**Input material:**

PR #721, opened 2024-09-08
Enable Google TTS with application default credentials

rsinnet:
Enable the use of the Google TTS plugin via application default
credentials, where no credential info is provided explicitly,
and instead is default via the default resolution order.

This enables two other common configurations including
deployment on Google Cloud where application
credentials are injected via the VM Metadata Service or on
developer systems where credentials are stored at
`~/.config/gcloud/application_default_credentials.json`
without setting the `GOOGLE_APPLICATION_CREDENTIALS`
environment variable.

### DIFF
--- a/livekit-plugins/livekit-plugins-google/livekit/plugins/google/stt.py
+++ b/livekit-plugins/livekit-plugins-google/livekit/plugins/google/stt.py
@@ -112,7 +112,11 @@ class STT(stt.STT):
         # recognizers may improve latency https://cloud.google.com/speech-to-text/v2/docs/recognizers#understand_recognizers
 
         # TODO(theomonnom): find a better way to access the project_id
-        project_id = self._ensure_client().transport._credentials.project_id  # type: ignore
+        try:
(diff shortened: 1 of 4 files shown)


theomonnom (approved):
Thanks! TIL

livekit-plugins/livekit-plugins-google/livekit/plugins/google/stt.py
```diff
@@ -112,7 +117,11 @@ def _recognizer(self) -> str:
         # recognizers may improve latency https://cloud.google.com/speech-to-text/v2/docs/recognizers#understand_recognizers
 
         # TODO(theomonnom): find a better way to access the project_id
-        project_id = self._ensure_client().transport._credentials.project_id  # type: ignore
+        try:
+            project_id = self._ensure_client().transport._credentials.project_id  # type: ignore
+        except AttributeError:
+            from google.auth import default as ga_default
+            _, project_id = ga_default()
```
theomonnom, line 124: 🙏🙏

**Activity:** Could you restate every entry verbatim, please?

**Worked solution:**
PR #721, opened 2024-09-08
Enable Google TTS with application default credentials

rsinnet:
Enable the use of the Google TTS plugin via application default
credentials, where no credential info is provided explicitly,
and instead is default via the default resolution order.

This enables two other common configurations including
deployment on Google Cloud where application
credentials are injected via the VM Metadata Service or on
developer systems where credentials are stored at
`~/.config/gcloud/application_default_credentials.json`
without setting the `GOOGLE_APPLICATION_CREDENTIALS`
environment variable.

### DIFF
--- a/livekit-plugins/livekit-plugins-google/livekit/plugins/google/stt.py
+++ b/livekit-plugins/livekit-plugins-google/livekit/plugins/google/stt.py
@@ -112,7 +112,11 @@ class STT(stt.STT):
         # recognizers may improve latency https://cloud.google.com/speech-to-text/v2/docs/recognizers#understand_recognizers
 
         # TODO(theomonnom): find a better way to access the project_id
-        project_id = self._ensure_client().transport._credentials.project_id  # type: ignore
+        try:
(diff shortened: 1 of 4 files shown)


theomonnom (approved):
Thanks! TIL

livekit-plugins/livekit-plugins-google/livekit/plugins/google/stt.py
```diff
@@ -112,7 +117,11 @@ def _recognizer(self) -> str:
         # recognizers may improve latency https://cloud.google.com/speech-to-text/v2/docs/recognizers#understand_recognizers
 
         # TODO(theomonnom): find a better way to access the project_id
-        project_id = self._ensure_client().transport._credentials.project_id  # type: ignore
+        try:
+            project_id = self._ensure_client().transport._credentials.project_id  # type: ignore
+        except AttributeError:
+            from google.auth import default as ga_default
+            _, project_id = ga_default()
```
theomonnom, line 124: 🙏🙏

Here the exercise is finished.